BILLINGS—A Glendive woman who admitted selling methamphetamine and heroin in the Billings community for a Denver dealer was sentenced on Wednesday to five years in prison and five years of supervised release, U.S. Attorney Kurt Alme said.
Tori Lashawn Smith, 24, pleaded guilty in June to possession with intent to distribute meth.
U.S. District Judge Susan Watters presided.
In court records, the prosecution said that Smith was a lieutenant for Nathan Trujillo, a Denver man who was convicted of drug trafficking crimes and sentenced in June to more than 20 years in federal prison.
When Turjillo was arrested in September 2018, Smith was with him in his vehicle.

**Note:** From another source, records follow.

PR #3097, opened 2023-06-24
Add CHGNet to `structure.relax` and `structure.calculate`

janosh:
Following hot (or not?) on the heels of #3044, this PR adds `calculator="chgnet"` as a recognized option to `Structure.relax()` and `Structure.calculate()` for running [CHGNet](https://github.com/CederGroupHub/chgnet)-powered structure relaxations and static calculations.

@BowenD-UCB This is a 1st draft. Will require further tweaks but would be good to get your feedback.

Also @arosen93 feel free to chime in if you feel inclined.


pymatgen/core/structure.py
```diff
@@ -644,31 +644,40 @@ def extract_cluster(self, target_sites: list[Site], **kwargs) -> list[Site]:
...
+                result of ASE calculation.
         """
+        if isinstance(calculator, str) and calculator.lower() == "chgnet":
+            from chgnet.model import CHGNet
+
+            chgnet = CHGNet.load()
+            preds = chgnet.predict_structure(self)
+
+            out = self.copy()  # type: ignore[attr-defined]
+            out.calc = preds
```
janosh, line 668: @arosen93 @shyuep Setting `out.calc = preds` is inconsistent with the other `calculator` options which store a `ase.Calculator` instance as the `calc` attribute on the calculated structure. But not sure this is the optimal API design and feels like fitting a round peg in a square hole to try and conform CHGNet to this which just returns a dict with predicted `energies`, `forces`, `stresses` and `magmoms`.

arosen93: In general, I think the mechanism to return calculated results (beyond the updated `Structure`) could/should be improved, so I wouldn't worry about trying to match what exists currently if you have a better idea. My thinking at the time was that, originally, the updated `Structure` object was the only thing returned. But the user also calculated forces, stresses, magmoms, etc. so it seemed worthwhile to return those too. Rather than just sticking the calculator (which contains the results in `calc.results`) onto the `Structure` object, it might be cleaner to add a kwarg that would enable the results to be returned as a separate `return` variable. Or maybe there is another clean way to do it. But the tl;dr here is that if there's a way to make it more consistent/cleaner, I would suggest doing so because that was bothering me when I wrote it.

arosen93:
@janosh: A small note. If you do 
```python
from chgnet.model.dynamics import CHGNetCalculator
```

then you have imported an ASE calculator. You can provide the calculator as a kwarg via `calculator=CHGNetCalculator` just like any other calculator. I'm not sure if this would reduce any redundancy in what you've written but just sharing that as well.

pymatgen/core/structure.py
JaGeo: But couldn't one then just use atomate2? There, you get everything and it also only takes a few lines of code. Import the job, run it with a memory db and then access the output.

arosen93: That's true (although I don't necessarily view the users of Pymatgen to necessarily be the same as those who would open up Atomate2).

Since this is just meant to be a "quick cleanup" kind of thing, one could quite reasonably argue that you're just asking for the `Structure` or `Molecule` to update if you're doing `.relax()`.

In summary, I'm sure you can come to a clean resolution, @janosh!

pymatgen/core/structure.py
```diff
@@ -644,31 +644,40 @@ def extract_cluster(self, target_sites: list[Site], **kwargs) -> list[Site]:
...
+            Structure | Molecule: Structure or Molecule with new calc attribute containing
+                result of ASE calculation.
         """
+        if isinstance(calculator, str) and calculator.lower() == "chgnet":
+            from chgnet.model import CHGNet
+
+            chgnet = CHGNet.load()
+            preds = chgnet.predict_structure(self)
+
+            out = self.copy()  # type: ignore[attr-defined]
```
arosen93, line 667: Could you use a more descriptive variable name than `preds` and `out`?

pymatgen/core/structure.py
```diff
@@ -644,31 +644,40 @@ def extract_cluster(self, target_sites: list[Site], **kwargs) -> list[Site]:
...
+            out.calc = preds
+            return out
+
         from pymatgen.io.ase import AseAtomsAdaptor
 
-        is_molecule = isinstance(struct, Molecule)
-        if is_molecule and calculator == "m3gnet":
+        is_molecule = isinstance(self, Molecule)
+        if is_molecule and isinstance(calculator, str) and calculator.lower() == "m3gnet":
             raise ValueError(f"Can't use {calculator=} for a Molecule.")
```
arosen93, line 675: Can you use CHGNet for a molecule? I don't believe you can...

pymatgen/core/structure.py
JaGeo: You can also always use the potentials itself in combination with ase. Thus, I don't really see why anyone would use the pymatgen implementation to access the forces etc.

I would see it as a convenient method to clean up a structure before creating a quantum chemistry input, for example.

arosen93: I agree. Sometimes less is more.

arosen93:
@janosh: Following up the conversation with @JaGeo, could you remove `out.calc = preds` in addition to the block below:

```python
# Attach important ASE results
system.calc = atoms.calc
system.dynamics = dyn.todict()
```

Both of these are solving a problem that doesn't really exist. Thanks!

pymatgen/core/structure.py
BowenD-UCB: I agree here. The applicability domain should be consistent to M3GNet

pymatgen/core/structure.py
janosh: Got rid of this whole section entirely.

pymatgen/core/structure.py
janosh: Done. `ValueError` now raises when passing `calculator='chgnet'` on a `Molecule`.

janosh:
Thanks for the feedback and esp. the discsussion helped see things more clearly. I think we're in better shape now with the changes I just pushed.

Seems to me that there's no need to return the structure or molecule when calling `calculate` on them. They don't change during the calculation so the user already has them. Instead, we're now returning the `ase` `Calculator` instance. Feels more natural to do this:

```py
calculator = structure.calculate(calculator="chgnet")
{*calculator.results}
>>> {"stress", "energy", "free_energy", "magmoms", "forces"}
```

arosen93:
@janosh: I agree that's more natural and likely preferred. Additionally, the calculator object already stores the `Atoms` object in it via `calc.atoms` (I think), so the user could still get the structure if they want.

Law enforcement officers found 429 grams, or slightly less than one pound, of meth in the vehicle. Officers searched Smith’s purse and found two ounces of heroin. Smith later told officers she regularly sold ounce quantities of heroin for Trujillo and also had sold a pound of meth for him. One pound of meth is the equivalent of 3,624 doses.
Assistant U.S. Attorney Colin Rubich prosecuted the case, which was investigated by the Eastern Montana High Intensity Drug Trafficking Area Task Force.
The case is part of Project Safe Neighborhoods (PSN), which is the centerpiece of the Department of Justice’s violent crime reduction efforts. PSN is an evidence-based program proven to be effective at reducing violent crime. Through PSN, a broad spectrum of stakeholders work together to identify the most pressing violent crime problems in the community and develop comprehensive solutions to address them. As part of this strategy, PSN focuses enforcement efforts on the most violent offenders and partners with locally based prevention and reentry programs for lasting reductions in crime.